First World Problems. I had never even heard of that phrase until two weeks ago. Now it is everywhere. My kids were watching a commercial on TV – the one about the starving children and how your “penny a day” will feed them. My 9 year old asked me, “Mom, why is that fat white man talking about how hungry everyone is? He obviously isn’t hungry.”
My 12 year old chimes in, “Yeah Mom, they could have gotten a really skinny person to talk about it – so it wouldn’t look so bad. He obviously hasn’t missed a meal…”
My 14 year old finished by saying, “I have read that your penny may not even go to that child…how can a penny feed someone all day? It would be more believable if they said they needed $10 a day to feed them.” I was curious – my little skeptics were savvy and full of innocent inquiries, but what did they know about First World Problems? I asked them.
“What is that?” my 9 year old son asked. Exactly. The irony is in the ridiculous title. First World Problems. We all know what kinds of problems Third World countries face – but us?
“I know it’s silly stuff, like not finding a parking space or having a restaurant get your order wrong I guess.” My 12 year old said. She was right – I think. My first guess would have been our own challenges – such as our homeless veterans, our own orphans, our sick who cannot afford insurance…but that is where I would be wrong. My children and grandchildren have to live in this world – First or Third or Whatever…I once explained to my children the Universal Declaration of Human Rights, born after the Holocaust in 1948. I told them we each “own” 30 basic human rights – as does everyone.

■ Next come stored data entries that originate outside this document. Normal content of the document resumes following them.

PR #515, opened 2024-01-04
Create dummy wrappers for AquaModel and AquaDeployment

VipulMascarenhas:
### Description

This code change creates a dummy wrapper class with a list of operations that need to be a part of the AquaModel and AquaDeployment class. 

The relevant tickets for this are [ODSC-51353](https://jira.oci.oraclecorp.com/browse/ODSC-51353) and [ODSC-51358](https://jira.oci.oraclecorp.com/browse/ODSC-51358).


ads/aqua/aqua_deployment.py
qiuosier, line 1: I have a minor suggestion for the naming. Since we have the `aqua` folder to contain the files, I would suggest we use `deployment.py` instead of `aqua_deployment.py`. This way we have less repetition when doing the import
```
from ads.aqua.deployment import AquaDeployment
```

VipulMascarenhas: yes, makes sense. Same thing for model as well, i.e. `model.py` instead of `aqua_model.py`?

ads/aqua/aqua_deployment.py
```diff
@@ -0,0 +1,50 @@
...
+class AquaDeployment(ModelDeployment):
+    """
+
+    Attributes
+    ----------
+
+    Methods
+    -------
+    create(self, **kwargs) -> "AquaDeployment"
+        Creates an instance of Aqua deployment.
```
lu-ohai, line 22: Think it would be better to describe it `Creates an instance of model deployment via Aqua`. Similar for other methods.

qiuosier (approved):

lu-ohai (approved):

mingkang111 (approved):
LGTM!

PR #517, opened 2024-01-08
Subsampling data for faster plot rendering

prasankh:
- Subsampling the data down to 5k rows when rendering the plot in the report. 
- Added annotation when using subsampling .
- This limit can be adjusted using RENDER_LIMIT constant.

Sample plot with rendering limit set to 500 

Screenshot 2024-01-08 at 10 49 43 AM


ahosler (approved):
This will immediately make our lives better 👍

PR #525, opened 2024-01-11
[Discarded] ODSC-50335: Pass by reference for model catalog

VipulMascarenhas:
### Description

The Model Store team is working on a feature that enables users to pass [Model Artifact by reference](https://confluence.oci.oraclecorp.com/pages/viewpage.action?pageId=3575450491#expand-Model) when saving their models. This eliminates the need to copy model artifacts from a user's Object Storage bucket to the System Model Store bucket. 
Relevant jira ticket: [ODSC-50335](https://jira.oci.oraclecorp.com/browse/ODSC-50335)

On the ADS side, we implement the following:
1. When user creates a model using GenericModel.save(), we expect them to set the model_by_reference flag. This will ensure that the custom metadata will be updated with the OSS details and will be passed on to the Model Store.
2. For loading the model, GenericModel.from_model_catalog() will be called, which will read the custom metadata and if it finds that the original model entry was created by reference, it will skip the download from the catalog, but will copy directly from the artifact uri created from parsing the custom metadata.

Note: 

- The model store team is working on an updated [design](https://confluence.oci.oraclecorp.com/pages/viewpage.action?spaceKey=ODSC&title=Model+by+Reference%3A+Design+summary#ModelbyReference:Designsummary-AppendixH-Objectversionbasedintegritychecks), which might change our implementation slightly. 
- parts of `remove_existing_artifact` can be deprecated, but we haven't included that in this PR as it needs more end to end testing.

### Testing
Testing has been done only through mocks/unit tests so far since the changes from the Model Store team are not in dev/int yet.


VipulMascarenhas:
Soliciting feedback on the approach in this PR, let me know if the changes make sense. End to end testing isn't complete yet since we're awaiting API to be made available for testing from the model store team.

PR #528, opened 2024-01-17
AQUA JupyterLab Extension Example

qiuosier:
This PR adds the example code for AQUA JupyterLab server extension.

- Separating the "App" and "Model". The models are data classes holding the properties. The App will be handling the CRUDL operations on models. 
- Each "App" has a corresponding "APIHandler" to handle API requests with Jupyterlab.

How to start the extension with Juptyer Lab? (You may need to install the ads code into your base
- Setup your local environment to run ADS and JupyterLab.
- Add the extension to Jupyter Lab: `jupyter serverextension enable --py ads.aqua.extension`
- Start Jupyter Lab `jupyter lab` or `jupyter lab --no-browser`.

If you are getting import error when starting jupyterlab, you may need to install ADS into your base environment. You can do this by:
- Clone ADS repo
- Checkout the branch `qq/aqua`
- Install ADS with dev mode so that you can easily update the code `pip install -e .`

Test the APIs. You can test the APIs with your browser once the `jupyter lab` is running. By default, JupyterLab uses `http://localhost:8888` as the base URL.

Here are some example API responses:

Getting a list of fine tuning jobs: `http://localhost:8888/aqua/finetuning?compartment_id=my_comparment`
```
{
    "data": [
        {
            "id": "ocid0.xxx",
            "compartment_id": "my_comparment",
            "project_id": null,
            "model_id": "ocid.model.xxx",
            "task": "fine-tuning"
        },
        {
            "id": "ocid1.xxx",
            "compartment_id": "my_comparment",
            "project_id": null,
            "model_id": "ocid.model.xxx",
            "task": "fine-tuning"
        },
        {
            "id": "ocid2.xxx",
            "compartment_id": "my_comparment",
            "project_id": null,
            "model_id": "ocid.model.xxx",
            "task": "fine-tuning"
        },
        {
            "id": "ocid3.xxx",
            "compartment_id": "my_comparment",
            "project_id": null,
            "model_id": "ocid.model.xxx",
            "task": "fine-tuning"
        },
        {
            "id": "ocid4.xxx",
            "compartment_id": "my_comparment",
            "project_id": null,
            "model_id": "ocid.model.xxx",
            "task": "fine-tuning"
        }
    ]
}
```

Missing compartment ID when getting a list of fine tuning jobs: `http://localhost:8888/aqua/finetuning`
Note that in this case, the 400 status code will be returned with the HTTP request.
```
{
    "message": "Missing argument compartment_id",
    "reason": null
}
```

Getting the details of a fine-tuning job: `http://localhost:8888/aqua/finetuning/123`
```
{
    "id": "123",
    "compartment_id": "ocid.compartment.xxx",
    "project_id": "ocid.project.xxx",
    "model_id": "ocid.model.xxx",
    "task": "fine-tuning",
    "dataset": "dummy",
    "epoch": 2
}
```


mrDzurb (approved):

lu-ohai (approved):

ads/aqua/extension/base_handler.py
```diff
@@ -0,0 +1,35 @@
...
+    def serialize(obj: Any):
+        """Serialize the object.
+        If the object is a dataclass, convert it to dictionary.
+        Otherwise, convert it to string.
+        """
+        if is_dataclass(obj):
+            return asdict(obj)
+        return str(obj)
+
+    def finish(self, payload, status_code: int = 200):
```
mrDzurb, line 26: Would it make sense for the payload to have some structure like this?
```
@dataclass(repr=True)
class Response:
    """Class representing server response.

    Attributes
    ----------
    status: str
        Response status. Supported values: ["success", "error"]
    code: (str, optional). Defaults to empty string.
        Response code.
    msg: (str, optional). Defaults to empty string.
        The response message.
    payload: (Dict, optional). Defaults  to None.
        The response payload.
    """

    status: str = None
    code: str = None
    msg: str = None
    payload: Dict = None
```

We have such structure in the ODSC CLI as well, and it was pretty convenient structure to use.

ads/aqua/extension/__init__.py
```diff
@@ -0,0 +1,23 @@
...
+
+from .model_handler import AquaModelHandler
+from .job_handler import AquaFineTuneHandler
+
+
+def _jupyter_server_extension_paths():
+    return [{"module": "ads.aqua.extension"}]
+
+
+def load_jupyter_server_extension(serverapp):
```
mrDzurb, line 15: We can keep handler end-points in the handlers by itself, and here just plugin these handlers. 
Something like this
```
from jupyter_server.utils import url_path_join
from ads.aqua.extension.handler.playground import __handlers__ as __playground_handlers__

__handlers__ = __playground_handlers__


def load_jupyter_server_extension(nb_server_app):
    web_app = nb_server_app.web_app
    host_pattern = ".*$"
    route_pattern = url_path_join(web_app.settings["base_url"], "aqua")

    web_app.add_handlers(
        host_pattern,
        [(url_path_join(route_pattern, url), handler) for url, handler in __handlers__],
    )

```

where in playground handler can have
```
__handlers__ = [
    ("playground/session/?([^/]*)", SessionHandler),
    ("playground/thread/?([^/]*)", ThreadHandler),
    ("playground/message/?([^/]*)", MessageHandler),
]
```

mrDzurb (approved):

ads/aqua/extension/base_handler.py
mrDzurb: The reason is, that we might want to return our internal statuses or description for the failed operations. Let's say if the tunning failed, we want to help user to debug this problem.

ads/aqua/model.py
```diff
@@ -35,8 +47,13 @@ def __init__(self, **kwargs):
...
 
-    def deploy(self, **kwargs) -> "AquaModel":
-        pass
+    def get(self, model_id) -> "AquaModel":
+        """Gets the information of an Aqua model."""
+        return AquaModel(id=model_id, compartment_id="ocid1.compartment", project_id="ocid1.project")
 
-    def list(self, **kwargs) -> List["AquaModel"]:
-        pass
+    def list(self, compartment_id, project_id=None, **kwargs) -> List["AquaModelSummary"]:
```
mingkang111, line 54: Should we return List[dict] here?

mingkang111 (approved):

ads/aqua/base.py
```diff
@@ -0,0 +1,15 @@
...
+
+import oci
+from ads.common.auth import default_signer
+
+
+class AquaApp:
+    """Base Aqua App to contain common components."""
+
+    def __init__(self) -> None:
+        self.client = oci.data_science.DataScienceClient(**default_signer())
```
VipulMascarenhas, line 15: this makes sense, I wasn't sure what client to use hence used the Flask example to understand the flow.

ads/aqua/model.py
```diff
@@ -5,14 +5,26 @@
...
 
-class AquaModel(DataScienceModel):
-    """Represents an Aqua Model.
+
+@dataclass
+class AquaModel(AquaModelSummary):
+    """Represents an Aqua model."""
+    icon: str = None
+
+class AquaModelApp:
```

They do not teach this stuff in schools – so we had a discussion. We are all born free and equal. We have the right to live, to eat, to have shelter and to have our own convictions and beliefs. We have the right to marry, have families, have nationality, move, speak freely, have asylum, a fair trial, justice, education and the right to own things. The kids thought it made perfect sense – especially the idea that every child in the world deserved a home, food, a family and safety. Those who do not have such things should get help. My daughter even said she would love to send financial aid to other children in our country. Not overseas. She specifically said that since we live here, we should help other kids who are here. She wanted to send money to a Native American family on a reservation – but there are never any advertisements for that kind of thing. Her request to keep her help here at “home” made sense.
And now my parents are home – back from their date night. Perhaps these moments of “me” time are for this: making sense of the world and piecing together the puzzles which are our interactive lives. Heck – I’ve multi-tasked while sitting here – I have diner planned for tomorrow night and a grocery list ready to go. My First World problem of not having enough quiet time is definitely one with which I can live. Silence is golden, but I can never find the duct tape.